▶ _DESCRIPTION OF THE TASK_:
The records appear below. Repeat them exactly.

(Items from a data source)
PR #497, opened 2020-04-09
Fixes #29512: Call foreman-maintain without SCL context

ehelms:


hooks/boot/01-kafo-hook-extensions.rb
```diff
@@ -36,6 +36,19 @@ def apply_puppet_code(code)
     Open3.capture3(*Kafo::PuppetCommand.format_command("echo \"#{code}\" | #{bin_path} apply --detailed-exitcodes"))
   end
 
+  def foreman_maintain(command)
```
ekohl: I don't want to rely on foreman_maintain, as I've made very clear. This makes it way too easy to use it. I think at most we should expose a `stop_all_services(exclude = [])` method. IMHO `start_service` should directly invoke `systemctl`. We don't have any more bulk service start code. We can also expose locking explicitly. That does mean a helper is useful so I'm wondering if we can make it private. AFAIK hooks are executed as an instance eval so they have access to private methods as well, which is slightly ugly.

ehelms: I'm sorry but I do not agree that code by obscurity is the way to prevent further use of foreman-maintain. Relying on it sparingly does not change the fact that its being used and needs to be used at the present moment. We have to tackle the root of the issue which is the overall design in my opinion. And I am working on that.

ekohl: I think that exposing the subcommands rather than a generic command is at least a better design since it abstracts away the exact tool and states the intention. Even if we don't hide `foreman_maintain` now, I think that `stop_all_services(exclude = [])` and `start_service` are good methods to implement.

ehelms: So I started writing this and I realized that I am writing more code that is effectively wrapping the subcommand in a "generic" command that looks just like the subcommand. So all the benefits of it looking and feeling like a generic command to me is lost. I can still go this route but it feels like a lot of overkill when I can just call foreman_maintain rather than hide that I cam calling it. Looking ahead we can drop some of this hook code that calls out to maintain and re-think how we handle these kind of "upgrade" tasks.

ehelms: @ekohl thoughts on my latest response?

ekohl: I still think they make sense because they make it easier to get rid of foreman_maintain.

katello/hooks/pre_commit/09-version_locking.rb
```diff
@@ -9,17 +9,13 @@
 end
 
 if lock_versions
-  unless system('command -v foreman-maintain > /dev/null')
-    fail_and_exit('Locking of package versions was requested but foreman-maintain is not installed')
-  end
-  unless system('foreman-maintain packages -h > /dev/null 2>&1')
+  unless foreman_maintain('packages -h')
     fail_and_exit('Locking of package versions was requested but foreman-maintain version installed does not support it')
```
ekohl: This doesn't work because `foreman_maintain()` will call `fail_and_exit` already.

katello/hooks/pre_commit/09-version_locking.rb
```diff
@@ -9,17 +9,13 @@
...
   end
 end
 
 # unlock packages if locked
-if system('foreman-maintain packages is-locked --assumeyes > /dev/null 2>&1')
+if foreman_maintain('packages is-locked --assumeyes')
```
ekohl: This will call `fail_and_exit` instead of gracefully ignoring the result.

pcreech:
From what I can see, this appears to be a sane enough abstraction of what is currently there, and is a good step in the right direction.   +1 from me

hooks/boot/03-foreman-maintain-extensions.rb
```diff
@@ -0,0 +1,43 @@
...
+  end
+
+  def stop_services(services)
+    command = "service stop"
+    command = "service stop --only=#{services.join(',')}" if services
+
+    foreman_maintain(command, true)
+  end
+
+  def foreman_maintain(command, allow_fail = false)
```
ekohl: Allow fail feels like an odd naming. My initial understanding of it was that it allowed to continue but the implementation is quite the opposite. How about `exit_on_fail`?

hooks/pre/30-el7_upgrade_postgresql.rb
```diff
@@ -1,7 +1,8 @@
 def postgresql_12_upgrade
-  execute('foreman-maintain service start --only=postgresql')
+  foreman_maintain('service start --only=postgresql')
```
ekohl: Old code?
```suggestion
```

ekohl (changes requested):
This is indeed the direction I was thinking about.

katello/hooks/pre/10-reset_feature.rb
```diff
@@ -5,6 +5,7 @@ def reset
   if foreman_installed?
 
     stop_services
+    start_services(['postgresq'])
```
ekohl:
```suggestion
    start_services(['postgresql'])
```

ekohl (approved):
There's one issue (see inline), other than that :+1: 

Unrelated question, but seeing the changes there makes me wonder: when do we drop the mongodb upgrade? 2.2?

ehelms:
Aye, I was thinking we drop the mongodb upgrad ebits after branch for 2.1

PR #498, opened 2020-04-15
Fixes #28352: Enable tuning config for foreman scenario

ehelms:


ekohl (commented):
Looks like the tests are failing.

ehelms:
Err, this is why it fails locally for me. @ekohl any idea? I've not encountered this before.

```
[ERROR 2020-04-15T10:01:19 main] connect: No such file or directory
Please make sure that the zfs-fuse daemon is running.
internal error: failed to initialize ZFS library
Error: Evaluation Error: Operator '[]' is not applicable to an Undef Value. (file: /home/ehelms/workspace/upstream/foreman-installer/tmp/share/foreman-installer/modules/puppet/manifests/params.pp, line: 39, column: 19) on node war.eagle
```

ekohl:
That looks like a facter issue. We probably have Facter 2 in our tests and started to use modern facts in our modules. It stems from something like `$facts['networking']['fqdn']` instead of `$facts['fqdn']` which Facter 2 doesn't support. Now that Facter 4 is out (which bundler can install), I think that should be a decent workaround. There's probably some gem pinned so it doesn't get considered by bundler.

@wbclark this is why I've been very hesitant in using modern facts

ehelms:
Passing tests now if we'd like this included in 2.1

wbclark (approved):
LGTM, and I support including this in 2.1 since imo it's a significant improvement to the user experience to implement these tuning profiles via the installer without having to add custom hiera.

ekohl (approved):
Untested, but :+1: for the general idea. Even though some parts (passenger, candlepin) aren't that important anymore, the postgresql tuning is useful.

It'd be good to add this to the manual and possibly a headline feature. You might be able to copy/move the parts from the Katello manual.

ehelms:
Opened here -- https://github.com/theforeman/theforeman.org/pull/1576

▶ _RESULT FOR THIS TASK_:
PR #497, opened 2020-04-09
Fixes #29512: Call foreman-maintain without SCL context

ehelms:


hooks/boot/01-kafo-hook-extensions.rb
```diff
@@ -36,6 +36,19 @@ def apply_puppet_code(code)
     Open3.capture3(*Kafo::PuppetCommand.format_command("echo \"#{code}\" | #{bin_path} apply --detailed-exitcodes"))
   end
 
+  def foreman_maintain(command)
```
ekohl: I don't want to rely on foreman_maintain, as I've made very clear. This makes it way too easy to use it. I think at most we should expose a `stop_all_services(exclude = [])` method. IMHO `start_service` should directly invoke `systemctl`. We don't have any more bulk service start code. We can also expose locking explicitly. That does mean a helper is useful so I'm wondering if we can make it private. AFAIK hooks are executed as an instance eval so they have access to private methods as well, which is slightly ugly.

ehelms: I'm sorry but I do not agree that code by obscurity is the way to prevent further use of foreman-maintain. Relying on it sparingly does not change the fact that its being used and needs to be used at the present moment. We have to tackle the root of the issue which is the overall design in my opinion. And I am working on that.

ekohl: I think that exposing the subcommands rather than a generic command is at least a better design since it abstracts away the exact tool and states the intention. Even if we don't hide `foreman_maintain` now, I think that `stop_all_services(exclude = [])` and `start_service` are good methods to implement.

ehelms: So I started writing this and I realized that I am writing more code that is effectively wrapping the subcommand in a "generic" command that looks just like the subcommand. So all the benefits of it looking and feeling like a generic command to me is lost. I can still go this route but it feels like a lot of overkill when I can just call foreman_maintain rather than hide that I cam calling it. Looking ahead we can drop some of this hook code that calls out to maintain and re-think how we handle these kind of "upgrade" tasks.

ehelms: @ekohl thoughts on my latest response?

ekohl: I still think they make sense because they make it easier to get rid of foreman_maintain.

katello/hooks/pre_commit/09-version_locking.rb
```diff
@@ -9,17 +9,13 @@
 end
 
 if lock_versions
-  unless system('command -v foreman-maintain > /dev/null')
-    fail_and_exit('Locking of package versions was requested but foreman-maintain is not installed')
-  end
-  unless system('foreman-maintain packages -h > /dev/null 2>&1')
+  unless foreman_maintain('packages -h')
     fail_and_exit('Locking of package versions was requested but foreman-maintain version installed does not support it')
```
ekohl: This doesn't work because `foreman_maintain()` will call `fail_and_exit` already.

katello/hooks/pre_commit/09-version_locking.rb
```diff
@@ -9,17 +9,13 @@
...
   end
 end
 
 # unlock packages if locked
-if system('foreman-maintain packages is-locked --assumeyes > /dev/null 2>&1')
+if foreman_maintain('packages is-locked --assumeyes')
```
ekohl: This will call `fail_and_exit` instead of gracefully ignoring the result.

pcreech:
From what I can see, this appears to be a sane enough abstraction of what is currently there, and is a good step in the right direction.   +1 from me

hooks/boot/03-foreman-maintain-extensions.rb
```diff
@@ -0,0 +1,43 @@
...
+  end
+
+  def stop_services(services)
+    command = "service stop"
+    command = "service stop --only=#{services.join(',')}" if services
+
+    foreman_maintain(command, true)
+  end
+
+  def foreman_maintain(command, allow_fail = false)
```
ekohl: Allow fail feels like an odd naming. My initial understanding of it was that it allowed to continue but the implementation is quite the opposite. How about `exit_on_fail`?

hooks/pre/30-el7_upgrade_postgresql.rb
```diff
@@ -1,7 +1,8 @@
 def postgresql_12_upgrade
-  execute('foreman-maintain service start --only=postgresql')
+  foreman_maintain('service start --only=postgresql')
```
ekohl: Old code?
```suggestion
```

ekohl (changes requested):
This is indeed the direction I was thinking about.

katello/hooks/pre/10-reset_feature.rb
```diff
@@ -5,6 +5,7 @@ def reset
   if foreman_installed?
 
     stop_services
+    start_services(['postgresq'])
```
ekohl:
```suggestion
    start_services(['postgresql'])
```

ekohl (approved):
There's one issue (see inline), other than that :+1: 

Unrelated question, but seeing the changes there makes me wonder: when do we drop the mongodb upgrade? 2.2?

ehelms:
Aye, I was thinking we drop the mongodb upgrad ebits after branch for 2.1

PR #498, opened 2020-04-15
Fixes #28352: Enable tuning config for foreman scenario

ehelms:


ekohl (commented):
Looks like the tests are failing.

ehelms:
Err, this is why it fails locally for me. @ekohl any idea? I've not encountered this before.

```
[ERROR 2020-04-15T10:01:19 main] connect: No such file or directory
Please make sure that the zfs-fuse daemon is running.
internal error: failed to initialize ZFS library
Error: Evaluation Error: Operator '[]' is not applicable to an Undef Value. (file: /home/ehelms/workspace/upstream/foreman-installer/tmp/share/foreman-installer/modules/puppet/manifests/params.pp, line: 39, column: 19) on node war.eagle
```

ekohl:
That looks like a facter issue. We probably have Facter 2 in our tests and started to use modern facts in our modules. It stems from something like `$facts['networking']['fqdn']` instead of `$facts['fqdn']` which Facter 2 doesn't support. Now that Facter 4 is out (which bundler can install), I think that should be a decent workaround. There's probably some gem pinned so it doesn't get considered by bundler.

@wbclark this is why I've been very hesitant in using modern facts

ehelms:
Passing tests now if we'd like this included in 2.1

wbclark (approved):
LGTM, and I support including this in 2.1 since imo it's a significant improvement to the user experience to implement these tuning profiles via the installer without having to add custom hiera.

ekohl (approved):
Untested, but :+1: for the general idea. Even though some parts (passenger, candlepin) aren't that important anymore, the postgresql tuning is useful.

It'd be good to add this to the manual and possibly a headline feature. You might be able to copy/move the parts from the Katello manual.

ehelms:
Opened here -- https://github.com/theforeman/theforeman.org/pull/1576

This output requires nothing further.